Secara umum, konsep THHP tidak dapat dinyatakan secara universal dan global. Namun, banyak pakar telah membandingkan THHP dengan "gunung es tiga lapis" dengan dua lapisan yang terlihat dan satu lapisan tersembunyi, yang telah diakui secara luas. Dapat dikatakan bahwa ini merupakan inisiatif yang membantu kita memiliki cara yang lebih sederhana dan intuitif untuk mengenali THHP.
Kelas "terlihat", yang memberikan kesan kuat adalah keluasan, keteraturan, kehijauan, kebersihan, dan keindahannya. Semua orang akan puas dengan penataan lanskap bangunan, yang diwakili oleh kewajarannya, identitas budaya yang kuat, dan kedekatannya dengan sekolah. Keunggulan dan perbedaan tersebut disebabkan oleh seragam dan lencana guru dan siswa. Khususnya, hal itu dapat dirasakan secara halus, melalui suara siswa yang bercanda atau senyum cerah para guru... Konon, hanya dengan mengamati atau berinteraksi dengan penjaga gerbang sekolah, seseorang dapat melihat seperti apa hubungan di sekolah nantinya.
Banyak slogan dan ungkapan yang mengingatkan kita pada komunitas sekolah, mudah dipahami, dan mudah menyentuh hati: "Sekolah bahagia", "Setiap hari di sekolah adalah hari yang bahagia", atau "Sekolah adalah rumahku". Dapat dikatakan bahwa dalam kelas penghargaan ini, kita selalu merasakan emosi yang menyenangkan, yang berlalu begitu saja, namun membawa kehangatan dan kasih sayang yang mendalam dari tuan rumah dan tamu ketika mereka datang untuk merasakan sekolah ini.
Lapisan berikutnya diidentifikasi melalui perilaku warga sekolah, yang tercermin dalam cara mereka memperlakukan satu sama lain dan pasangannya, yang merupakan perwujudan norma-norma budaya dalam kehidupan, kegiatan pendidikan , aspek-aspek yang berkaitan dengan harga diri, hubungan interpersonal antara guru dan siswa, serta antara rekan kerja dan sesama siswa. Kita juga dapat mengidentifikasinya melalui "kata-kata, suara, gaya komunikasi, dan perilaku".
Di kelas sebelumnya, kita menyadari bahwa emosi sedang melonjak dan bergejolak. Di kelas ini, kita perlu lebih mengendalikan emosi kita dan awalnya menganalisis dan memahami lingkungan budaya sekolah yang sehat secara mendalam. Orang-orang nyata, peristiwa nyata, dan perilaku nyata hadir di sekolah. Bentuk standar sapaan di sekolah adalah guru dan siswa. Cara menyapa sesuai usia dan hierarki dalam keluarga atau masyarakat tidak akan dipertahankan di lingkungan sekolah ini. Siswa sopan dan hormat kepada guru tetapi harus alami, tulus dan tidak dipaksakan. Guru dan siswa memiliki ruang mereka sendiri, tetapi tetap tidak merasa terisolasi dan terasing. Belajar di ruang yang berkelanjutan dengan lingkungan yang memastikan cahaya, suhu, kebisingan, kebersihan, dan makanan bergizi sehari-hari. Area bangunan tambahan harus diubah menjadi area utama, bersih, nyaman dan ramah bagi guru dan siswa.

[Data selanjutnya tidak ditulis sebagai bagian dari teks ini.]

PR #489, opened 2017-02-25
Prevent multiple times rendering when formData change

### LINKED ISSUE #482: Error list disappears when updating a field in error
Sample form https://jsfiddle.net/x79eop03/ 

1. type a single char in the `name` field
2. submit the form
3. type another char in the same field

The top error list disapears as soon as the second character is entered, which shouldn't happen, especially with the `liveValidate` prop not being leveraged. This doesn't happen with a formData state wrapper: https://jsfiddle.net/vj172c7s/1/

knilink:

~~In [react livecycle](https://facebook.github.io/react/docs/react-component.html#updating), "render" function will be called after "componentWillReceiveProps". So, calling "setState" in it will cause multiple times rendering.~~
Also, calling "setState" in "onChange" function may potentially cause multiple times rendering because parent may try to update the form after receiving new formData.

This update fix #482 and the blinking ErrorList.

Since this update will break a lot of test cases, I would like to have some feedback before updating the test cases.

### Checklist

### DIFF
--- a/src/components/Form.js
+++ b/src/components/Form.js
@@ -26,7 +26,7 @@ export default class Form extends Component {
   }
 
   componentWillReceiveProps(nextProps) {
-    this.setState(this.getStateFromProps(nextProps));
+    this.state = {...this.state, ...this.getStateFromProps(nextProps)};
   }
 
   getStateFromProps(props) {
@@ -82,11 +82,18 @@ export default class Form extends Component {
       const {errors, errorSchema} = this.validate(formData);
       state = {...state, errors, errorSchema};
     }
-    setState(this, state, () => {
+
+    if ("formData" in this.props) {
       if (this.props.onChange) {
-        this.props.onChange(this.state);
+        this.props.onChange(state);
       }
-    });
+    } else {
+      setState(this, state, () => {
+        if (this.props.onChange) {
+          this.props.onChange(this.state);
+        }
+      });
+    }
   };
 
   onBlur = (...args) => {


src/components/Form.js
```diff
@@ -26,7 +26,7 @@ export default class Form extends Component {
   }
 
   componentWillReceiveProps(nextProps) {
-    this.setState(this.getStateFromProps(nextProps));
+    this.state = {...this.state, ...this.getStateFromProps(nextProps)};
```
n1k0: At first I was frightened by this change as it's always been documented as a bad practice. But now I've read more about the lifecycle and the execution order of hooks, I it feels like we don't have many other alternatives. We may want to drop a comment here to explain why we're doing this, though.

src/components/Form.js
```diff
@@ -82,11 +82,18 @@ export default class Form extends Component {
...
-        this.props.onChange(this.state);
+        this.props.onChange(state);
       }
-    });
+    } else {
+      setState(this, state, () => {
+        if (this.props.onChange) {
+          this.props.onChange(this.state);
+        }
+      });
```
n1k0: We'll have to document this behavior very explicitly, and early in the docs, as it may be very surprising to users. Otherwise it makes sense, we can now distinguish between controlled and uncontrolled forms.

src/components/Form.js
elisechant: this could be `this.setState(this.getStateFromProps(nextProps);`

n1k0: Well, that would trigger a render, which is what this patch tries preventing.

knilink: I just did some investigation an found that "setSate" in "componentWillReceiveProps" will actually not trigger render.
And the [react document](https://facebook.github.io/react/docs/react-component.html#componentwillreceiveprops) said 
>  you may compare this.props and nextProps and perform state transitions using this.setState() in this method.
So I think the root cause was just the setState in onChange.
I will change this code back.

n1k0: Ah, nice!

epicfaace:
Closing due to inactivity.

PR #490, opened 2017-02-25
Centralized handling shouldComponentUpdate into SchemaField

knilink:

When one property is updated, the rest of the properties will be unnecessarily rendered.
This will cause a significant performance issue in a large object schema such as the demo of 'Large' in the playground.

### Checklist

### DIFF
--- a/src/components/fields/SchemaField.js
+++ b/src/components/fields/SchemaField.js
@@ -1,4 +1,4 @@
-import React, {PropTypes, Component} from "react";
+import React, {PropTypes} from "react";
 
 import {
   isMultiSelect,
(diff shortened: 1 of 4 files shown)


src/components/fields/SchemaField.js
```diff
@@ -128,38 +129,50 @@ DefaultTemplate.defaultProps = {
...
-    return <div/>;
+class SchemaField extends Component {
+  shouldComponentUpdate(nextProps, nextState) {
+    let _props = {...this.props};
+    let _nextProps = {...nextProps};
+    // if schema and formData are the equal
+    // idSchema and errorSchema will be equal
+    delete _props.idSchema;
+    delete _nextProps.idSchema;
+    return !deepEquals(_props, _nextProps);
```
n1k0: I'm confused with this code:

1. the implementation doesn't reflect what the comment says; we're not dropping `errorSchema`;
1. the comment suggests we should only compare changes for `schema` and `formData`, which is not what we're doing;
1. I suspect we should take care of `uiSchema` changes as well.

I'm trying to summarize the points above in a sample implementation below:

```jsx
shouldComponentUpdate(nextProps) {
  return !deepEquals(this.props.schema, nextProps.schema) ||
         !deepEquals(this.props.uiSchema, nextProps.uiSchema) ||
         !deepEquals(this.props.formData, nextProps.formData);
}
```

We may obviously want to ensure we're not missing other necessary checks, but I'm finding this way much more explicit.

src/components/fields/SchemaField.js
```diff
@@ -128,38 +129,50 @@ DefaultTemplate.defaultProps = {
...
-  const FieldComponent = getFieldComponent(schema, uiSchema, fields);
-  const {DescriptionField} = fields;
-  const disabled = Boolean(props.disabled || uiSchema["ui:disabled"]);
-  const readonly = Boolean(props.readonly || uiSchema["ui:readonly"]);
-  const autofocus = Boolean(props.autofocus || uiSchema["ui:autofocus"]);
-
-  if (Object.keys(schema).length === 0) {
-    // See #312: Ensure compatibility with old versions of React.
-    return <div/>;
+class SchemaField extends Component {
```
n1k0: It's really sad there's no way to have the equivalent of `shouldComponentUpdate` for stateless components. I could totally see a decorator of some sort.

test/performance_test.js
```diff
@@ -49,49 +48,7 @@ describe("Rendering performance optimizations", () => {
...
-      };
-
-      const {comp} = createComponent(ArrayField, props);
-      sandbox.stub(comp, "render").returns(<div/>);
-
-      setProps(comp, {...props, formData: ["a", "b"]});
-
-      sinon.assert.notCalled(comp.render);
-    });
-  });
```
n1k0: Why has this test been removed?

knilink: The "shouldComponnetUpdate" of "ObjectField" and "ArrayField" were guaranteed by "SchemaField". So, I thought those two function were no longer necessary and the related tests were removed.

src/components/fields/SchemaField.js
knilink: I think React still need an instance to preserve props in order to have both "this.props" and "nextProps" to compare. [recompose](https://github.com/acdlite/recompose) is one library I know to do such a thing. It will turn functions into classes.

src/components/fields/SchemaField.js
knilink: The comment suggests that "schema" and "formData" didn't change => "idSchema" and "errorSchema" didn't change. So, comparing "schema" and "formData" is enough to tell wheter "idSchema" and "errorSchema" have change or not.
But, not comparing errorSchema will fail some test. I haven't figure out the reason yet. And, the performance with comparing errorSchema looks acceptable. 
I will update the comment.

src/components/fields/SchemaField.js
```diff
@@ -211,6 +212,21 @@ function SchemaField(props) {
...
+  shouldComponentUpdate(nextProps, nextState) {
+    // if schemas are equal idSchemas will be equal as well,
+    // so it is not necessary to compare
+    return !deepEquals(
+      {...this.props, idSchema: undefined},
+      {...nextProps,  idSchema: undefined}
+    );
+  }
+
+  render(){
```
n1k0: nit: space before opening bracket

test/performance_test.js
```diff
@@ -47,51 +46,61 @@ describe("Rendering performance optimizations", () => {
...
+        formData: ["const", "var0"]
+      });
 
-      setProps(comp, {...props, formData: ["a", "b"]});
+      const fields = scryRenderedComponentsWithType(comp, SchemaField)
+              .reduce( (fields, fieldComp) => {
+                sandbox.stub(fieldComp, "render").returns(<div/>);
+                fields[fieldComp.props.idSchema.$id] = fieldComp;
+                return fields;
+              });
```
n1k0: nit: let's apply a consistent coding style:

```jsx
const fields = scryRenderedComponentsWithType(comp, SchemaField)
  .reduce((fields, fieldComp) => {
    sandbox.stub(fieldComp, "render").returns(<div/>);
    fields[fieldComp.props.idSchema.$id] = fieldComp;
    return fields;
  });
```

n1k0:
Thank you :+1:

n1k0:

PR #495, opened 2017-02-27
lint playground too

Reggino:

My editor complains when opening playground code

### Checklist


n1k0:
Thanks!

Issue #435, opened 2016-12-29
Leverage the description schema prop for boolean checkboxes


n1k0:
Checkbox fields don't display the description at all; we could at least use a tooltip.

Reggino:
@n1k0 Would adding Jquery + Bootstrap JavaScript as (optional?) dependencies be an option to get something like [http://getbootstrap.com/javascript/#tooltips](this)? Or would you prefer a custom type of tooltip? 

Or would it be an option to show the description above the checkbox, like it is with regular text inputs?

n1k0:
Just a `title` attribute would work I think.

revolunet:
does https://github.com/mozilla-services/react-jsonschema-form/pull/498 fixes this ?

n1k0:
Yes!

PR #498, opened 2017-02-28
Show description for boolean fields

Reggino:

A fix for #435 . I chose to present the description in a similar way like the other fields, with an extra text above the input. The suggested `title` looked a bit "strange" since it was the only input with that kind of behavior and it would probably have issues in a mobile view. 

### Checklist

### DIFF
--- a/src/components/widgets/CheckboxWidget.js
+++ b/src/components/widgets/CheckboxWidget.js
@@ -1,5 +1,5 @@
 import React, {PropTypes} from "react";
-
+import DescriptionField from "../fields/DescriptionField.js";
 
 function CheckboxWidget({
   schema,
@@ -13,6 +13,10 @@ function CheckboxWidget({
 }) {
   return (
     <div className={`checkbox ${disabled ? "disabled" : ""}`}>
+      { schema.description
+        ? <DescriptionField description={ schema.description }/>
+        : null
+      }
       <label>
         <input type="checkbox"
           id={id}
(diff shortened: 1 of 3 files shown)


src/components/widgets/CheckboxWidget.js
```diff
@@ -13,13 +13,18 @@ function CheckboxWidget({
...
+        : null
+      }
       <label>
         <input type="checkbox"
           id={id}
           checked={typeof value === "undefined" ? false : value}
           required={required}
           disabled={disabled}
           autoFocus={autofocus}
+          title={schema.description}
```
n1k0: The title attribute should be set on the `<label>` element, so the tooltip is shown when hovering over the whole widget.

src/components/widgets/CheckboxWidget.js
```diff
@@ -13,13 +13,18 @@ function CheckboxWidget({
 }) {
   return (
     <div className={`checkbox ${disabled ? "disabled" : ""}`}>
+      { schema.description
+        ? <DescriptionField description={ schema.description }/>
+        : null
```
n1k0: Nit: this could be written as

```jsx
{ schema.description && <DescriptionField description={ schema.description }/> }
```

src/components/widgets/CheckboxWidget.js
Reggino: I removed the title-attribute completely, since it is redundant with the `DescriptionField` above the input.

Reggino:
Thanks for the feedback. Should be good to go now!

n1k0:
Thanks!

n1k0:

PR #199, opened 2016-05-10
Fixes #195: Preserve array field error index.

n1k0:
Refs #195.

r=? @leplatrem @glasserc /cc @nuclearspike

PR #503, opened 2017-03-03
Fix #221 Manually reorder array erros insteading of using validate when live validation is off

### LINKED ISSUE #221: Adding an item to an ArrayField triggers form validation even if liveValidate is false

knilink:
No validating but updating errorSchema base on array operation when live validation is off.

{validate: true/false} in the onChange function has been replaced by a updated errorSchema when live validation was setted to fail and array was reorder or related item was deleted. This can prevent validating the whole form when justing updating the array.

Limitation: Unexpected behaviours may occur if user forget to pass the update function to parent in their custom field.

This patch fix #221.

### DIFF
--- a/src/components/Form.js
+++ b/src/components/Form.js
@@ -8,7 +8,7 @@ import {
   setState,
   getDefaultRegistry,
 } from "../utils";
-import validateFormData from "../validate";
+import validateFormData, {toErrorList} from "../validate";
 
 
 export default class Form extends Component {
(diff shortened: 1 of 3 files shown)


src/components/Form.js
```diff
@@ -75,12 +75,18 @@ export default class Form extends Component {
     return null;
   }
 
-  onChange = (formData, options={validate: false}) => {
-    const mustValidate = !this.props.noValidate && (this.props.liveValidate || options.validate);
+  onChange = (formData, newErrorSchema) => {
```
elisechant: Does parameter name `newErrorSchema` make sense here? does `toErrorList(arg)` not evaluate to a "newErrorSchema"?
Also, is this a bit scary to change `onChange`'s parameter API?

glasserc:
I don't understand this either -- the PR description says it's adding a function that lets you set error schema, but instead it looks like it's just making `onChange` always take `errorSchema`. That seems a bit strange to me because most changes don't have access to the error schema or need to update it.

src/components/Form.js
knilink: Base on my understanding so far, the "option.validate" was just to notify Form component to reorder or remove errorSchema in the array as well by using "validation" when the array was updated. If it wasn't the exiting "option" parameter that can be replaced with, I would probably not propose this solution for the moment.

knilink:
@glasserc I forgot to update the description, my bad. I found out latter that returning an updated errorSchema directly was the same so I change the solution.

coder-guy22296:
@n1k0 I am having an issue where removing a field from the field array triggers a form validation when live validate is off. I believe this is a fix for the issue, could you take a look and try to merge this one. The fix for  #195 (Pull request #199 ) introduced this bug.

lingxiaoyang:
+1

glasserc:
Sorry for taking so long to get back to this. I understand the purpose of this a lot better. I've taken the liberty of rebasing this and merging it to master. Thanks very much for your work!

PR #506, opened 2017-03-06
[WIP] feat(errorList): *naive* add links to fields in error in the Error section

elisechant:

https://github.com/mozilla-services/react-jsonschema-form/issues/86#issuecomment-284218618

*This Pull Request is WIP.*

This is a naive implementation of the Issue. I assume this is the sort of fix you meant by [it should be trivial](https://github.com/mozilla-services/react-jsonschema-form/issues/86#issue-143018959)?

Can I get some feedback on the following before I continue:
* I believe that scroll to links should work without hash anchors for the case where people are using Hash Routing
* Is this along the lines of the implementation that you had in mind?
* Should this behaviour be configurable? 

### Checklist

### DIFF
--- a/src/components/fields/SchemaField.js
+++ b/src/components/fields/SchemaField.js
@@ -91,7 +91,7 @@ function DefaultTemplate(props) {
   }
 
   return (
-    <div className={classNames}>
+    <div id={id} className={classNames}>
       {displayLabel ? <Label label={label} required={required} id={id}/> : null}
       {displayLabel && description ? description : null}
       {children}
--- a/src/components/ErrorList.js
+++ b/src/components/ErrorList.js
@@ -1,7 +1,7 @@
 import React from "react";
 
 
-export default function ErrorList({errors}) {
+export default function ErrorList({errors, idSchema}) {
   return (
     <div className="panel panel-danger errors">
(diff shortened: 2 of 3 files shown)


src/components/fields/SchemaField.js
```diff
@@ -91,7 +91,7 @@ function DefaultTemplate(props) {
   }
 
   return (
-    <div className={classNames}>
+    <div id={id} className={classNames}>
```
n1k0: That would duplicate the id, while they should be unique to the document; we could suffix the target wrapping component id.

elisechant: yes. it would. this is a just a naive implementation so we can unpack what needs to be done.

elisechant: * is this the type of solution you had in mind? 
* should it be configurable from api?

n1k0:
> is this the type of solution you had in mind?

Yes! It's important to differentiate between the input id from the field one, as you'll want to scroll at a position where the whole field in error is rendered I think.

> should it be configurable from api?

Please no, let's be opinionated here. I think the docs are long and boring enough already.

epicfaace:
Closing due to inactivity.

PR #516, opened 2017-03-16
add css example

revolunet:

Another customisation example

### Checklist


n1k0:
Good idea ;)

PR #525, opened 2017-03-23
Fix #412: Readonly widgets behavior consistency

### LINKED ISSUE #412: Readonly on radio and checkboxes

n1k0:
Supersedes #470.


n1k0:
Released in [v0.45.0](https://github.com/mozilla-services/react-jsonschema-form/releases/tag/v0.45.0).

PR #537, opened 2017-04-05
Fix #536: Pass uiSchema to custom array templates.

### LINKED ISSUE #536: Multiple Array Types
I have two different kinds of arrays in my form which should be rendered differently. However, I cannot multiplex the ArrayField template because you do not pass the uiSchema as props to it (with which I would pass a 'ui:options' describing the array type).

Lapisan terakhir adalah "bagian tersembunyi", yang sulit dilihat tetapi menentukan keseluruhan bagian permukaan, yaitu standar nilai lingkungan budaya sekolah: nilai-nilai (kebenaran, kebaikan, keindahan), keyakinan, harapan, kesadaran; hubungan, ruang sekolah, dan organisasi kurikulum sekolah. Tanda-tanda yang perlu diperhatikan pada lapisan terakhir ini adalah melalui sikap dan tanggung jawab terhadap pengembangan sekolah; gaya kepemimpinan; tingkat profesionalisme dalam melaksanakan kegiatan pendidikan warga sekolah; "berbicara dan bertindak", bukan karena penyakit pencapaian virtual. Tentukan visi yang perlu diimplementasikan sekolah, yang mampu dilakukan dalam jangka menengah dan panjang, serta rencana pengembangan THHP yang terperinci dan layak. Oleh karena itu, dibutuhkan waktu untuk meneliti, mempelajari, mewawancarai guru dan siswa untuk secara akurat mengidentifikasi cara THHP yang sangat "nyata" dan berkelanjutan.
Membangun THHP itu sulit, mempertahankan dan mengembangkannya secara berkelanjutan untuk generasi mendatang juga tidak mudah. THHP selalu menjadi tujuan dan jalan untuk meningkatkan kualitas pendidikan di era inovasi.